Echo Boomers Will Help the Local Housing Market in 2014: Analyst

 In Real Estate Market News


If you plan to sell a house next year, you can thank the “echo boomers,” or children of baby boomers, for keeping the market steady in Waterloo Region and Guelph.


“We see them as helping to keep the market stable,” said Anthony Passarelli, a senior market analyst with the Canada Mortgage and Housing Corp.


He was speaking Wednesday at the corporation’s annual housing outlook conference in Kitchener.


The agency forecasts that sales of existing homes will remain steady at 6,600 units in Waterloo Region next year. It forecasts sales of 3,025 units in Guelph, again almost in line with this year’s sales.


Sales are expected to go up somewhat in the first half of the year, but will soften in the second part of the year as mortgage rates start to increase, it said.


Prices will just keep pace with the rate of inflation, the corporation said. The average price of a single-detached home is expected to be about $326,500 in Waterloo Region and $349,000 in Guelph.


Construction of new homes is expected to pick up next year in Waterloo Region, with a forecast of 2,325 housing starts. A total of 1,725 residential units have been started this year, making it one of the slowest years in recent history. There were 2,900 housing starts in 2012.


A lot of the new construction in Waterloo Region will be in the form of apartment buildings, particularly near the new light rail transit line, Passarelli said.


In Guelph, the corporation is forecasting 810 housing starts, slightly lower than this year.


Passarelli said a lot of the new demand in the housing market comes from the echo boomers who are now mostly in the 24- to 34-year-old group — a good age for getting married, starting families and getting into houses.


“About half of all first-time home buyers fall in that age group,” he said.


In Waterloo Region, that age group has a stronger influence on first-time home buying than in places like Toronto, Ottawa, Hamilton and London, he added.


“There are more of these younger households that have a strong presence in the first-time home-buying category in Kitchener, Cambridge and Waterloo,” he said. People between the ages of 18 and 35 comprise about two thirds of total net migration into this area, he added.


The echo boomers are making enough money to get a mortgage in the market here, Passarelli said. Even with big increase in the price of single-detached homes over the past five years, the average echo boomer household income, at just under $80,000 a year, remains above the level needed to buy an average single-detached house in the area, he said.

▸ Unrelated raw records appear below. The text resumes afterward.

PR #1930, opened 2024-12-02
 Reimplement fast-path validation of MVP types 

alexcrichton:
This commit fixes an issue from https://github.com/bytecodealliance/wasm-tools/pull/1906 which is preventing the upgrade of
wasm-tools in Wasmtime. That commit implemented a fast path by skipping
a function and reimplementing parts of it internally, but that then
caused Wasmtime to panic when other data structures weren't filled out.
The intention was that the user-facing interface doesn't change
depending on features, so this is an attempt at fixing the mistake in
that commit.

The fix here is to remove the fast path added and restructure it
differently. Instead now the fast and normal paths have much less
divergence which should prevent this issue from re-surfacing. This is
15% slower than `main` but it doesn't have the same bug as `main` so for
now that may be the best that can be done.

### DIFF
--- a/crates/wasmparser/benches/benchmark.rs
+++ b/crates/wasmparser/benches/benchmark.rs
@@ -273,6 +273,9 @@ fn define_benchmarks(c: &mut Criterion) {
     fn validator() -> Validator {
         Validator::new_with_features(WasmFeatures::all())
     }
+    fn old_validator() -> Validator {
+        Validator::new_with_features(WasmFeatures::WASM2)
+    }
 
     let test_inputs = once_cell::unsync::Lazy::new(collect_benchmark_inputs);
 
@@ -330,6 +333,14 @@ fn define_benchmarks(c: &mut Criterion) {
                 validator().validate_all(&wasm).unwrap();
             })
         });
+        if old_validator().validate_all(&wasm).is_ok() {
+            c.bench_function(&format!("validate-old/{name}"), |b| {
+                Lazy::force(&wasm);
+                b.iter(|| {
+                    old_validator().validate_all(&wasm).unwrap();
+                })
+            });
+        }
         c.bench_function(&format!("parse/{name}"), |b| {
             Lazy::force(&wasm);
             b.iter(|| {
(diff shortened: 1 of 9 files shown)


alexcrichton:
cc @Robbepop

Robbepop:
@alexcrichton looks reasonable.

Can you provide me a link to the Wasmtime issue? It is nicer that you managed to unify both implementations. The 15% slowdown is a bummer. Do you have an idea how to make it faster again? According to my benchmarks `wasmparser v0.221` is still ~5-15% slower than `wasmparser v0.100` for Wasmi but I deemed that an acceptable trade-off. However, I would rather want to make the newer `wasmparser` faster. :) I am hopeful we find more ways to do so.

Robbepop (approved):
LGTM

alexcrichton:
No issue on the wasmtime side, just a [failed build](https://github.com/bytecodealliance/wasmtime/actions/runs/12126250834/job/33807995246). The failure is in [this loop](https://github.com/bytecodealliance/wasmtime/blob/213459835229ef436c9f5eebf884e7beaae64b0f/crates/environ/src/compile/module_environ.rs#L249-L290) which is iterating by rec groups and specifically [this one was the failure](https://github.com/bytecodealliance/wasmtime/blob/213459835229ef436c9f5eebf884e7beaae64b0f/crates/environ/src/compile/module_environ.rs#L270) where the fast path wasn't maintaining the rec group lists.

My guess is we could probably skip maintenance of the rec group lists entirely in the fast path, but only if the other paths that read these lists understand that they may be optional and/or not populated. That might require plumbing `WasmFeatures` more. I've long wanted to just store `WasmFeatures` on `self` in more places as it's currently plumbed in about a million places which is a bummer (and it's super small at 4-bytes so basically inconsequential to duplicate)

Robbepop:
> My guess is we could probably skip maintenance of the rec group lists entirely in the fast path, but only if the other paths that read these lists understand that they may be optional and/or not populated. That might require plumbing WasmFeatures more. I've long wanted to just store WasmFeatures on self in more places as it's currently plumbed in about a million places which is a bummer (and it's super small at 4-bytes so basically inconsequential to duplicate)

Sounds great and worthwhile!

“There is still room for them to afford the homes, even if carrying costs increase slightly,” he said. That’s why they will help the local market remain stable, even if mortgage rates go up, he said.


The corporation said supply and demand will be “balanced” between buyers and sellers next year.


The region’s economy is taking a hit because of the layoffs at companies like BlackBerry and Maple Leaf Foods, but several manufacturing sectors, particularly automotive, metal and machinery products, should continue to provide jobs to support the housing market, Passarelli said.


A lot of the job growth is coming because of exports into the improving United States economy, he said. “The picture may not be as bleak as some people think,” Passarelli said.


Ted Tsiakopoulos, a regional economist with the corporation, said Ontario as a whole will see some growth in resale housing, but a slowdown in new construction because some communities are running out of land and new home prices are higher than resale homes.


Although there has been a lot of concern about the debt levels of Canadians, Tsiakopoulos said there is “constructive progress” in reducing the rate at which people are adding debt. Also, while long term mortgage rates will gradually move up, “we don’t think that will be enough to put a dent on sales,” he said.